Items listed in a dataset
PR #74, opened 2018-10-23
Initial commit to prepare SPIRV-LLVM Translator to accept Vulkan

neildhickey:
Initial refactoring of the code to accept vulkan shaders.

### DIFF
--- a/lib/SPIRV/libSPIRV/spirv.hpp
+++ b/lib/SPIRV/libSPIRV/spirv.hpp
@@ -46,7 +46,7 @@ namespace spv {
 
 typedef unsigned int Id;
 
-#define SPV_VERSION 0x10100
+#define SPV_VERSION 0x10300
 #define SPV_REVISION 7
 
 static const unsigned int MagicNumber = 0x07230203;
--- a/lib/SPIRV/SPIRVReader.cpp
+++ b/lib/SPIRV/SPIRVReader.cpp
@@ -2899,7 +2899,11 @@ Instruction *SPIRVToLLVM::transOCLBarrierFence(SPIRVInstruction *MB,
 bool SPIRVToLLVM::transSourceLanguage() {
   SPIRVWord Ver = 0;
   SourceLanguage Lang = BM->getSourceLanguage(&Ver);
-  assert((Lang == SourceLanguageOpenCL_C || Lang == SourceLanguageOpenCL_CPP) &&
+  assert((Lang == SourceLanguageUnknown ||
+          Lang == SourceLanguageOpenCL_C ||
+          Lang == SourceLanguageOpenCL_CPP ||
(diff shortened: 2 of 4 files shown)


lib/SPIRV/libSPIRV/spirv.hpp
```diff
@@ -46,7 +46,7 @@ namespace spv {
 
 typedef unsigned int Id;
 
-#define SPV_VERSION 0x10100
+#define SPV_VERSION 0x10300
 #define SPV_REVISION 7
```
AlexeySotkin: I think we don't use SPV_REVISION at all. Can we remove it ?

AlexeySotkin:
It would be great if the PR was checked by Travis CI

Naghasan:
FYI, you can't reliably know what is the source language from a SPIR-V module (see https://www.khronos.org/registry/spir-v/specs/unified1/SPIRV.html#OpSource)

> This has no semantic impact and can safely be removed from a module.

As there is some code path that rely on that instruction, this is not really SPIR-V legal.

thewilsonator:
Yeah, I have a frontend using this library and I currently fake as being OpenCL_C, I would love to also be able to target Vulkan as well. I suppose I could fake being GLSL or ESSL (btw this is missing HLSL) in a different module but I think this should be user controllable at the level of invocation of the pubic API interface.

AlexeySachkov:
@neildhickey, do you have any updates for this PR? Do you still plan to merge this change?

VarLad:
Amy update on this?

fknfilewalker:
Why is this project called SPIRV-LLVM if all the shader(vulkan) related issues and pull requests are ignored?

AlexeySachkov:
Hi @fknfilewalker,

> Why is this project called SPIRV-LLVM

Because this project provides a bi-directional SPIR-V - LLVM translator

> if all the shader(vulkan) related issues and pull requests are ignored?

SPIR-V != Vulcan. SPIR-V also supports compute flavor, which is actively used in OpenCL and SYCL. It just happens that currently active project maintainers are only (or mostly) interested in compute flavor of SPIR-V and therefore do not work on supporting Vulcan shaders here. Contributions are always welcome, but so far I haven't seen a PR whose author would be interested enough to get any Vulcan-related changes merged (I mean look at this PR: it hasn't been updated for years - that is not something maintainers are accountable for)

keryell:
@AnastasiaStulova perhaps something to investigate again during the next F2F for example to have the big picture behind the scene with the Vulkan committee?

largeword:
> llvm-dis

Hi @thewilsonator, did you succeed in using such pipeline? Have you met any difficulties?

thewilsonator:
I mean it worked, but I've not touched it for a very long time.
I was also quite a pain to actually use, as I never made a build system rule for it.

PR #75, opened 2018-10-23
This patch introduces the agreed mapping from SPIRV StorageClasses to…

neildhickey:
… llvm address spaces

### DIFF
--- a/lib/SPIRV/SPIRVInternal.h
+++ b/lib/SPIRV/SPIRVInternal.h
@@ -178,7 +178,13 @@ enum SPIRAddressSpace {
   SPIRAS_Constant,
   SPIRAS_Local,
   SPIRAS_Generic,
-  SPIRAS_Count,
+  SPIRAS_Input,
+  SPIRAS_Output,
+  SPIRAS_PushConstant,
+  SPIRAS_AtomicCounter,
+  SPIRAS_Image,
+  SPIRAS_StorageBuffer,
+  SPIRAS_Uniform
 };
 
 template <> inline void SPIRVMap<SPIRAddressSpace, std::string>::init() {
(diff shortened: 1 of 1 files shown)


lib/SPIRV/SPIRVInternal.h
```diff
@@ -178,7 +178,13 @@ enum SPIRAddressSpace {
...
   SPIRAS_Generic,
-  SPIRAS_Count,
+  SPIRAS_Input,
+  SPIRAS_Output,
+  SPIRAS_PushConstant,
+  SPIRAS_AtomicCounter,
+  SPIRAS_Image,
+  SPIRAS_StorageBuffer,
+  SPIRAS_Uniform
 };
```
AlexeySotkin: Please do not remove SPIRAS_Count

lib/SPIRV/SPIRVInternal.h
```diff
@@ -194,10 +200,19 @@ typedef SPIRVMap<SPIRAddressSpace, SPIRVStorageClassKind>
 template <>
 inline void SPIRVMap<SPIRAddressSpace, SPIRVStorageClassKind>::init() {
   add(SPIRAS_Private, StorageClassFunction);
+  add(SPIRAS_Private, StorageClassPrivate);
```
AlexeySotkin: This is not clear to me. What SPIRAS_Private supposed to be mapped to StorageClassFunction or StorageClassPrivate ? Technically the later add() call overwrites former ones.
I don't think OpenCL private address space can be mapped to StorageClassPrivate in SPIR-V, they are not the same. Maybe we could add some other kind of private in the SPIRAddressSpace enum above, like "SPIRAS_PrivateGlobal" or "SPIRAS_PrivateShader", or whatever you think is suitable.

AlexeySachkov:
@neildhickey, do you have any updates for this PR? Do you still plan to merge this change?

PR #76, opened 2018-10-24
Enable publishing of built artifacts via github releases.

AlexeySotkin:
This should upload the latest version of the translator to the github repo.

### DIFF
--- a/.travis.yml
+++ b/.travis.yml
@@ -108,3 +108,30 @@ script:
     else
       make $MAKE_TARGETS && make $MAKE_TEST_TARGET && if [ $BUILD_EXTERNAL == "1" ]; then make install; fi
     fi
+
+after_success:
+  # Create tarball for deployment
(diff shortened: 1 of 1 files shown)


thewilsonator:
Is anything holding this up? This would be very useful.

AlexeySotkin:
The release archive to be published is over 400MB. It includes the whole build directory. We need to update the patch or travis config.

AlexeySotkin:
I think, ideally, it should be a .deb package. Though, this doesn't mean we can't have zip-packages too.

pierremoreau:
Should it really create a new tag (and release) every time there is a new commit (if I understand properly the changes from this PR)?
Maybe there could be a single release/tag whose artifacts get overwritten every time a new commit is pushed, and separate releases/tags for each actual version of the project.

AlexeySotkin:
You are right. I have fixed that.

Task – Reproduce each line of the entries in which the word "releases" is found.

Task solution –
Enable publishing of built artifacts via github releases.
Maybe there could be a single release/tag whose artifacts get overwritten every time a new commit is pushed, and separate releases/tags for each actual version of the project.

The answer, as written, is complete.